Transcribe the stretch of entries below from the line with "generate debug IR." through the line with "data being passed.", exactly and with both ends included; leave out all other lines.

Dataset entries
——————
PR #294, opened 2018-11-16
fix: add arrow token to the scanner and rename the pipe tokens

jsternberg:
The `<-` token got misnamed to `ARROW` because that's what it's called
in Go, but that doesn't apply here. The `=>` token was missed and should
be called `ARROW`, but it wasn't present in the spec so I forgot to add
it.

Renamed the two pipe tokens to play off of the names of each other.


docs/SPEC.md
```diff
@@ -103,7 +103,7 @@ The following keywords are reserved and may not be used as identifiers:
 
 The following character sequences represent operators:
 
-    +   ==   !=   (   )
+    +   ==   !=   (   )   =>
```
aanthony1243: I see what you meant on slack.  2 rows of 13 might be ok but a bit wide.  4 rows of 7/6?

jsternberg: I know! They're all so nicely grouped together by function as it is! It's driving me crazy!

We can fix this later. I'm going to merge so we have a functional scanner and I'll take care of my need for nicely formatted columns later.

PR #298, opened 2018-11-16
docs: Add rough draft of virtual machine design

nathanielc:
This PR adds a document on a proposed virtual machine implementation of Flux.
It is written as if the virtual machine already exists. I will use this PR comment to discuss how this differs from the current design and its strengths and weakness.

The current design at a high level looks like this:

```
Flux Source Code -> AST -> Semantic Graph -> Query Spec -> Plan -> Execution
```
The parser produces the AST, the analyzer produces the semantic graph, the interpreter produces the spec, the planner produces the plan and the query engine executes the plan.

Currently external systems can submit programmatically generated queries by generating  Flux source code or by generating a query spec to execute a query. For example the transpiler directly produces the query spec and submits it for execution.

The proposed change is this:

```
Flux source code -> AST -> Semantic Graph -> IR -> Execution
```

The parser produces the AST, the analyzer produces the semantic graph, the compiler produces the IR and the virtual machine executes the IR.

Obvious questions:

Q: Why the design change?
A: We want Flux to be able to describe control flow and data dependencies between transformations that a simple graph cannot describe. Using an IR allows us to describe more complex data dependencies like a `topN` query. Using an IR allows us to describe control flow, meaning execute different sub queries based on the result of a previous query. For example, anytime you use an identifier in a filter or map function, that is not just a simple constant expression, that is difficult to describe in a graph, but not in an IR. 

Q: Where did the planner go?
A: The planner is now encapsulated in the "compiler". The planner will consume IR and produce an optimized IR. The IR abstraction we have chosen maps closely to the types the planner is already manipulating. 

Q: With the query spec gone, how do external system submit programmatically generated queries?
A: External systems can use the semantic graph to submit programmatically generated queries. This means the transpiler will need to produce semantic graph instead of a query spec. We will not accept IR from external systems, the semantic graph will be the canonical source for describing Flux programs in addition to Flux source code.

Q: Is this design complete?
A: No, this is a very rough draft of the design. Please tear it apart so we can more fully specify it.

Q: Does this design make embedding Flux easier?
A: Maybe? This design is not specifically about improving the embedding story around Flux although it was discussed during design. This design will have a large runtime to handle most of the heavy lifting as such porting that runtime to other languages/systems will not be a small task.

Q: Do this mean we have to rewrite all the Go we have written as Flux/IR?
A: No, the IR abstraction is the same level as abstraction that the query spec provided. As such most of the code that has to change is the execution engine to be a virtual machine instead of just a direct Go implementation. In short the current Go code we have just becomes the virtual machine runtime. The nice thing about this is it provides a nice bridge between these designs and allows for the runtime to be updated without changing the core virtual machine.

### DIFF
--- a/docs/VirtualMachine.md
+++ b/docs/VirtualMachine.md
@@ -1,0 +1,160 @@
+# Virtual Machine Design
+
+This document details the workings and design of the virtual machine that executes a Flux script.
+
+## Execution Stack
+
+A Flux script goes through several transformations from text to execution.
+
+1. Flux source code is created via any means.
+2. The parser produces an abstract syntax tree (AST) from the source code.
+3. The semantic analyzer produces a semantic graph from the AST.
+4. The compiler accepts the semantic graph and produces an intermediate representation (IR) to be executed.
+5. The flux virtual machine executes the IR.
+
+NOTE: Should we call it bytecode or IR?
+Should we call it a VM or an interpreter?
+
+## Execution model
+
+Flux has a specific execution model.
+The model depends on the definitions of various data types and operations on those types.
+The Flux spec defines some of those types.
+This document reviews those types as well as defines a few new types that are specific to the implementation.
+
+### Data types and operations
+
+#### Table
+
+A Flux table consists of rows and columns.
+Columns have a label and a type.
+The table has zero or more rows, where each row defines a value for each column or a null is used to indicate a missing value.
+
+A table additionaly has a group key, which is a list of columns and their values.
+All rows within a table have the same value for all columns that are part of the group key.
+
+#### Stream
+
+A stream is an unbounded set of tables.
+Each table must have a different group key.
+
+#### Input
+
+An input is a source of a stream.
+
+Inputs are reprented as functions that produce a stream.
+
+#### Output
+
+An output consumes a stream and send the data to an external system.
+
+Output are reprented as functions that consume a stream and produce a stream.
+Outputs are transparent proxies, passing their input data downstream unmodified.
+As a result outputs themselves have no effect on the Flux program, in other words they only have side effects.
+
+#### Transformation
+
+A transformation is not a data type but rather an operation defined on a stream.
+A transformation consumes a stream of tables and produces a new stream of tables.
+
+Transformations may make use of a data cache to allow for multiple edits to a table before materializing the table into the new stream.
+
+Transformations are reprented as functions that consume a stream and produce a stream.
+
+#### Data cache
+
+A data cache is a set of tables that have yet to be materialized.
+Tables in a data cache may receive edits.
+The cache identifies each table by its group key.
+
+#### Triggers
+
+A trigger indicates that a table in the data cache should be materialized and delivered downstream.
+
+A trigger can fire multiple times until it is finished.
+Once a trigger is finished it will never fire again.
+
+A data cache uses triggers to know when it can evit and materialize tables.
+
+Triggers fire based on events.
+For example a trigger may fire after receiving an update watermark event.
+See the Flux spec for complete details on events available to triggers.
+
+#### Message bus
+
+The message bus is a queue where trigger events and data messages can be placed.
+Each transformation has its own message bus.
+A transformation consumes messages off its bus and processes them.
+
+### Data flow
+
+With the various data types and operations defined lets be explicit about how data flows through a Flux program.
+
+A Flux program describes a graph through which data flows.
+This graph may have complex data dependencies between transformations.
+Sources produce an inital stream of tables, each table is placed on the message bus for the downstream transformations of the source.
+Each transformation is linked to its downstream transformations via the message bus.
+Sources produces trigger events about the stream which are also placed on the message bus.
+The trigger events cause tables to be materialized from the data cache, if it exists. 
+The materialized tables are placed on the message bus of the downstream transformations.
+If a transformation does not need to make edits to a table it does not need to use the data cache but can simply place its generated tables directly on the downstream message bus.
+
+## Compiler
+
+The compiler is responsible for transforming a semantic graph into an IR.
+Internally the compiler performs several passes in order to produce optimized IR.
+
+1. Initial Pass - Convert the semantic graph into non-optimized IR.
+2. Planner - The planner rewrites the IR to optimize for the structure of the Flux script.
+3. Final Pass - The final pass rewrites the IR for any final optimizations that can be performed.
+
+
+The planner tends to perform more macro optimizations, like merging entire data transformations together.
+The final pass tends to perform more micro optimizations, like rewriting a few instructions to allow for better cache locality.
+
+## Intermediate Representation
+
+The Flux IR consists of a set of instructions and arguments to those instructions.
+The IR is a high level IR, specifically instructions are not required to directly map to hardware operations.
+
+The data types the IR can describe are also high level.
+For example an instruction may take an entire table as its input argument.
+
+The IR describes the both the control flow and the data dependencies between function calls.
+The IR is represented as imperative code.
+As such data dependencies are encoded in the order of the instructions and control flow is encoded through condition jumps to different sections of code.
+
+Here are a few examples of the IR instructions:
+
+* AddInt - Add two integers
+* Stddev - Compute the stddev of a table of data
+* Join - Joins N streams of tables
+
+The IR is not a language to describe how to process the data with tables.
+In other words the IR is not used to describe the implementation of the transformations themselves rather it is used to describe the data flow between transformations.
+The implementations of the transformations is left to the virtual machine runtime.
+
+## Virtual Machine
+
+The virtual machine will consume a list of IR instructions and execute them.
+Many instructions will call out to the Flux runtime.
+
+### Runtime
+
+The Flux runtime provides the heavy data processing for the virtual machine.
+
+The following operations will be implemented in the runtime.
+
+* Transformations
+* Data cache
+* Message bus
+
+
+## Debugger
+
+Flux will provide a debugger to allow a user to step through their Flux source code.
+The compiler can be instructed to generate debug IR.
+This IR will allow a debugger to step through the function calls of a Flux program and inspect the data being passed.
+Since the IR describes data flow and conditional logic it is the correct abstract to debug a Flux program since the details of how a transformation is implemented should not be the concern of a user.
+Large amounts of data can be passed between functions, the debugger will expose ways to page through the data in a streaming manner.
+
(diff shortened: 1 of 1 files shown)


docs/VirtualMachine.md
```diff
@@ -0,0 +1,160 @@
...
+As a result outputs themselves have no effect on the Flux program, in other words they only have side effects.
+
+#### Transformation
+
+A transformation is not a data type but rather an operation defined on a stream.
+A transformation consumes a stream of tables and produces a new stream of tables.
+
+Transformations may make use of a data cache to allow for multiple edits to a table before materializing the table into the new stream.
+
+Transformations are reprented as functions that consume a stream and produce a stream.
```
wolffcm: Some transformations may consume more than one stream, such as `join` and `union`.  Maybe there are others, too?

docs/VirtualMachine.md
```diff
@@ -0,0 +1,160 @@
...
+
+#### Data cache
+
+A data cache is a set of tables that have yet to be materialized.
```
wolffcm: I find this statement confusing.  I think of "materialization" as happening anytime a table is stored with all its data accessible.  As a counterexample, in a sequence of operations that can be pipelined such that they operate on a single row at a time, I would say the table would *not* be materialized between such operations.

By "materialized" do you mean made available to downstream transformations?

docs/VirtualMachine.md
```diff
@@ -0,0 +1,160 @@
...
+
+A data cache uses triggers to know when it can evit and materialize tables.
+
+Triggers fire based on events.
+For example a trigger may fire after receiving an update watermark event.
+See the Flux spec for complete details on events available to triggers.
+
+#### Message bus
+
+The message bus is a queue were trigger events and data messages can be placed.
```
wolffcm: Typo: were -> where

docs/VirtualMachine.md
```diff
@@ -0,0 +1,160 @@
...
+The planner tends to perform more macro optimizations, like merging entire data transformations together.
+The final pass tends to perform more micro optimizations, like rewriting a few instructions to allow for better cache locality.
+
+## Intermediate Representation
+
+The Flux IR consists of a set of instructions and arguments to those instructions.
+The IR is a high level IR, specifically instructions are not required to directly map to hardware operations.
+
+The data types the IR can describe are also high level.
+For example an instruction may take an entire table as its input argument.
```
wolffcm: Or even a stream of tables, right?

docs/VirtualMachine.md
```diff
@@ -0,0 +1,160 @@
...
+
+The IR describes the both the control flow and the data dependencies between function calls.
+The IR is represented as imperative code.
+As such data dependencies are encoded in the order of the instructions and control flow is encoded through condition jumps to different sections of code.
+
+Here are a few examples of the IR instructions:
+
+* AddInt - Add two integers
```
wolffcm: I would think that in an imperative IR, most instructions would involve an assignment to a variable, except for stuff like control flow.  Also, I think it will simplify planning greatly if function calls can have other function calls as arguments.

Maybe this is your intention, and this is question of defining terms like instruction, statement, expression, etc?

docs/VirtualMachine.md
nathanielc: I am not sure about this one, I was thinking that we let the virtual machine direclty manage how data flows from transformation to transformation. So the largest unit an instruction would consume would be a table.

wolffcm: Interesting.  This suggests that the IR would at least need to be able to do the equivalent of:
```
for each table in a stream {
    <call some function on a table> 
}
```
So there would need to be control flow out of the gate.  I wonder if the control flow statements that eventually make their way into Flux would be inspired by what is first only implemented in IR.

docs/VirtualMachine.md
```diff
@@ -0,0 +1,160 @@
...
+* Stddev - Compute the stddev of a table of data
+* Join - Joins N streams of tables
```
jlapacik: So IR instructions can take variable length arguments?

docs/VirtualMachine.md
```diff
@@ -0,0 +1,160 @@
...
+
+A Flux script goes through several transformations from text to execution.
+
+1. Flux source code is created via any means.
+2. The parser produces an abstract syntax tree (AST) from the source code.
+3. The semantic analyzer produces a semantic graph from the AST.
+4. The compiler accepts the semantic graph and produces an intermediate representation (IR) to be executed.
+5. The flux virtual machine executes the IR.
+
+NOTE: Should we call it bytecode or IR?
```
pauldix: I think they're kind of interchangeable, but if the <thing> is going to be optimized by the compiler/planner, then I think maybe IR is best

docs/VirtualMachine.md
```diff
@@ -0,0 +1,160 @@
...
+Should we call it a VM or an interpreter?
```
pauldix: VM if it's an actual virtual machine. To me interpreter means that it's walking the AST and executing along the way.

docs/VirtualMachine.md
```diff
@@ -0,0 +1,160 @@
...
+Columns have a label and a type.
+The table has zero or more rows, where each row defines a value for each column or a null is used to indicate a missing value.
+
+A table additionaly has a group key, which is a list of columns and their values.
+All rows within a table have the same value for all columns that are part of the group key.
+
+#### Stream
+
+A stream is an unbounded set of tables.
+Each table must have a different group key.
```
pauldix: Is this strictly true? If the stream is unbounded, you could have the same table/schema/group key come up multiple times during different time frames. Like if you have group keys A & B and you have data that is streaming in from T 1-10, but you get in batches of 5. Then in the stream you'd have `A,T1-T5 : B,T1-T5 : A,T6-T10 : B,T6-T10`

docs/VirtualMachine.md
pauldix: Might also have transformations that split a single stream into N streams.

docs/VirtualMachine.md
```diff
@@ -0,0 +1,160 @@
...
+Sources produce an inital stream of tables, each table is placed on the message bus for the downstream transformations of the source.
+Each transformation is linked to its downstream transformations via the message bus.
+Sources produces trigger events about the stream which are also placed on the message bus.
+The trigger events cause tables to be materialized from the data cache, if it exists. 
+The materialized tables are placed on the message bus of the downstream transformations.
+If a transformation does not need to make edits to a table it does not need to use the data cache but can simply place its generated tables directly on the downstream message bus.
+
+## Compiler
+
+The compiler is responsible for transforming a semantic graph into an IR.
```
pauldix: Would it make sense in the future to have the compiler written in Flux? I'm thinking of when we want to create Flux implementations in other languages. Then we'd only need to write the parser and the VM in the target language.

docs/VirtualMachine.md
```diff
@@ -0,0 +1,160 @@
...
+Internally the compiler performs several passes in order to produce optimized IR.
+
+1. Initial Pass - Convert the semantic graph into non-optimized IR.
+2. Planner - The planner rewrites the IR to optimize for the structure of the Flux script.
```
pauldix: I'm thinking #2 and #3 would ideally be written in Flux (or maybe in the IR?). #1 could still be in Go.

docs/VirtualMachine.md
nathanielc: We do not support nor have we spec'ed out how unbounded streams will work. So according to the current Flux spec this is true. But as you say we will need to workout what this means for a streaming use case.

docs/VirtualMachine.md
stuartcarnie: I'd call it a VM, as the source code must be compiled to some intermediate representation / byte code before it can be executed. Conceivably, I could create DSL "foo" that compiles to Flux IR and the VM would execute my code.

docs/VirtualMachine.md
stuartcarnie: I'm not sure complex instructions like `Stddev` and `Join` should be represented as IR instructions. My expectation is that these are `Call` instructions to a runtime library. Thus the VM has an associated "kernel" of standard APIs that we can extend over time.

docs/VirtualMachine.md
nathanielc: The VM we are talking about building will not be capable of implementing a compiler, therefore Flux will not be a self-hostable language. That said we can revisit that design later as any direction towards a VM based implementation of Flux allows for a future self-hostable language.

To be specific as to some things that are missing from the Flux and the VM that would mean writing the compiler in Flux is difficult.  (Not an exhaustive list, just some initial thoughts)

* No memory management, we do not want to write a garbage collector or otherwise manage memory. The only memory management that is going to happen is around tables as units of memory which means that  queries can be well controlled and isolated, but arbitrary code will not. I expect the predicate and map functions will just have one memory free at the end of their execution. 
* Flux's type system is  too small to easily represent things like an AST. Flux has no named types for example.
* Similar to the type system Flux has only limited dynamic data structures, i.e a tables and streams. Objects, arrays and primitive values are all static, meaning they cannot grow. These dynamic data structures would be needed to write a compiler in Flux.


TL;DR Flux is a small language, adding the features to it to make it self-host the language would greatly increase the scope of the language.  That said moving towards a VM moves use towards being able to self-host Flux in the future.

docs/VirtualMachine.md
aanthony1243: conceptually, to get any meaningful output from a query on an unbounded stream there must be some checkpoint where in the context of the query checkpoint/trigger, all tables are finite and complete.  

then there are 2 definitions to think about  for an "unbounded"  stream.  
1.  unless the data itself defines it (e.g. all group keys are boolean)  you must assume that at any time a new table may appear.

2.  are aggregators, selectors, etc defined over the life of the query, since the last checkpoint, or something else completely?

docs/VirtualMachine.md
```diff
@@ -0,0 +1,269 @@
...
+        tmp0 = Eq row._measurement "cpu" # handwaving how object property access happens
+        tmp1 = Eq row._field "usage_idle" # handwaving how object property access happens
+        tmp2 = And tmp0 tmp1
+        Return tmp2
+
+    meanLoop:
+        mbr = MsgRange $0 mean # Call out to intrinsic "mean" function for each table on the message bus
+        Return mbr
+
+
```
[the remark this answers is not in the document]
nathanielc: @wolffcm This is great! We need to make it easy for the planner to understand and optmize the IR ast the same level of abstraction that the DAG provided. I like this idea of a `mat` instruction that needs to be lowered before execution, i.e step 3 of the compiler, but the planner can use it as its atomic unit of rewriting the IR.

Thanks for the detailed write up and examples.

nathanielc:
I am going to merge this rough design. Then I am going to update the SPEC's wording to reflect this change. Most of the details here are implementation specific but some things should be called out in the SPEC. I'll work on a PR for that.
——————
OUTPUT
+The compiler can be instructed to generate debug IR.
+This IR will allow a debugger to step through the function calls of a Flux program and inspect the data being passed.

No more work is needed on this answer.